# Navtours in Bahamas - Anyone have experience with them?



## kerry7172 (Dec 9, 2014)

We just booked a charter with Navtours down in the Bahamas and they seem to be a pretty organized company. Anyone else have experience with them? Thanks!


----------



## bvander66 (Sep 30, 2007)

Newer company in Bahamas, seen a lot of their boats around the Exumas. Their fleet is expanding and their boats seem to be in good shape.


----------



## kerry7172 (Dec 9, 2014)

We finished our trip using Navtours down in the Bahamas and sailing the Exumas this past week. We had a great experience with Navtours. The staff was great and extremely helpful. The boat, Jeanneau Sun Odyssey 379, was in great shape and had all the utensils needed to properly cook on board. We had a great time sailing and we will definitely considering using Navtours again if we go back and I highly recommend them if you are heading down to the Bahamas to charter.


----------



## sony2000 (Jan 30, 2013)

They are Canadian, and probably favor Jeanneau boats.


----------



## Terry7172 (May 22, 2015)

Me and my husband have charter with Navtours a catamaran Lagoon 39 in March. Exuma is an awesome place. We charter several places around the world and this is by far the most beautiful region we went sailing. The cristal clear water, the beaches, the snorkeling and marine life were incredible The boat we had and the welcome team were great to. I would recommend Navtours and Exuma to everyone.


----------



## Enrique100 (Nov 29, 2012)

We did a Lagoon 380 charter with them last November. Boat was generally in good condition, although it was about 10 years old and we did have a couple mechanical issues en route. They did manage to get a mechanic to meet us near our location to solve our issue mid-trip. But it did mean we ultimately lost one day of our trip. Not a bad place to be stuck though! Given how remote the area is, I can't really fault them for that. Overall I would highly recommend them. They do have newer boats in their fleet.


----------



## Oldmarathonman (Jun 4, 2017)

Looking at Navtours for an Exuma charter May 2018. My wife and I cruised for two wonderful years and spent many months in the Bahamas. Last year had a great charter in the BVI's, but can't wait to show our charter mates the beautiful Bahamas. I agree, the clear waters and wonderful people can't be beat. Navtours looks good. Any other charter company we should check out? Last Bahamas cruise was 7 years ago. Any valuable updates or suggestions would really be welcome.
Thanks


----------



## Sol Elliot (Jul 26, 2018)

Oldmarathonman said:


> Looking at Navtours for an Exuma charter May 2018. My wife and I cruised for two wonderful years and spent many months in the Bahamas. Last year had a great charter in the BVI's, but can't wait to show our charter mates the beautiful Bahamas. I agree, the clear waters and wonderful people can't be beat. Navtours looks good. Any other charter company we should check out? Last Bahamas cruise was 7 years ago. Any valuable updates or suggestions would really be welcome.
> Thanks


We just returned from a hellish sailing charter to Exuma. It was a joint charter from Navtours and Dream Yacht Charter.

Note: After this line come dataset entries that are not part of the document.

PR #365, opened 2021-04-26
Tighten AST for emit statements

cburgdorf:
### What was wrong?

As explained in #337 our current AST allows any expression to follow the `emit` keyword and the analyzer ensures
that what follows actually is an event call. Clearly the analyzer is currently handling something that should rather be rejected at the parsing stage.

### How was it fixed?

1. The `emit` AST was changed to not take a `value` of `Expr` but rather a `name` of `String` and as well as a list of `CallArg`.
2. Parser, analyzer and lowering were changed accordingly
3. The analyzer error `EventInvocationExpected` was removed

### To-Do

- We should have parser tests for this but they are out of scope for this PR

### DIFF
--- a/compiler/tests/compile_errors.rs
+++ b/compiler/tests/compile_errors.rs
@@ -36,8 +36,6 @@ use rstest::rstest;
     case("duplicate_var_in_child_scope.fe", AlreadyDefined),
     case("duplicate_var_in_contract_method.fe", AlreadyDefined),
     case("emit_undefined_event.fe", MissingEventDefinition),
-    case("emit_without_call.fe", EventInvocationExpected),
-    case("emit_with_invalid_call.fe", EventInvocationExpected),
     case("external_call_type_error.fe", TypeError),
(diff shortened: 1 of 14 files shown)


compiler/tests/compile_errors.rs
```diff
@@ -36,8 +36,6 @@ use rstest::rstest;
     case("duplicate_var_in_child_scope.fe", AlreadyDefined),
     case("duplicate_var_in_contract_method.fe", AlreadyDefined),
     case("emit_undefined_event.fe", MissingEventDefinition),
-    case("emit_without_call.fe", EventInvocationExpected),
-    case("emit_with_invalid_call.fe", EventInvocationExpected),
```
cburgdorf, line 40: @sbillig These two analyzer errors aren't needed anymore because the AST will simply not allow `emit` to be followed by arbitrary expressions (which we previously rejected in the analyzer pass). But do we have a way yet to check for expected parser errors so that I can ensure we won't regress in the future.

sbillig (approved):
Looks good!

The boat they provided had broken autopilot, broken depth monitor, broken water maker, broken AC, broken fridges, batteries lost power so we had to start the engines even iin the middle of the night, it lost water so we had to go to a marina everyday to get water, problems with the sewage so the entire boat smelled like a sewer.

Neither one has taken any responsibility for not providing a properly working boat and ruining our vacation.

Moreover, the staff was very rude and continued to say I was difficult for demanding they should find a solution to the situation.

The 1st day we couldn't even sail out because the engines and AC were broken. They supposedly fixed it around noon, but broke again that same day while at sea.

They didn't provide any of the extras we had asked for and we had to ask them numerous times and eve get some ourserlves (additiona dinghy, snorkeling equipment, kayak, paddeboard)

If anyone needs more information, I am happy to expand as so many things went wrong.


----------



## Mikael (Oct 20, 2018)

Cheers,

We chartered a Lagoon 39 in June 2018 and everything went quite well. The staff was friendly and helpful, and the boat was ok. We didn't get to actually _sail_ it (just motored around) mostly because lack of decent wind, but when we eventually had some wind, the furler was jammed and would have needed to be opened (I think) to fix it. The trip was nearing its end anyway so I didn't bother 

Also some minor problems with electronics, fridge etc, but overall it was a beautiful experience and we're going back!


----------



## Mikael (Oct 20, 2018)

For anyone interested, we're chartering with Navtours next month and I'm going to write (honestly ) about our experiences in our blog. 

:ship-captain:


----------



## Sailbaum (Dec 9, 2012)

I just returned from a week long charter in the Exumas through Dream Yacht charters and the Navtours base. 

First (and most important) the bottom line: the Exumas were beautiful and I would go again and use Dream/Navtours. 

The Exumas: much more spartan than BVI or the Windward islands. In November you will have the anchorages to yourself, with maybe 1 or 2 others. There are not many "beach bars" though some upscale resort restaurants. We ate on board most nights. The navigation is fairly straightforward (we stayed on the banks and did not navigate through the cuts to the sound, simply because it wasn't necessary). The water is gorgeous and and the scenery stunning. Nice hiking and Thunderball grotto is a necessary stop, as is Shroud Cay and Leaf Cay. 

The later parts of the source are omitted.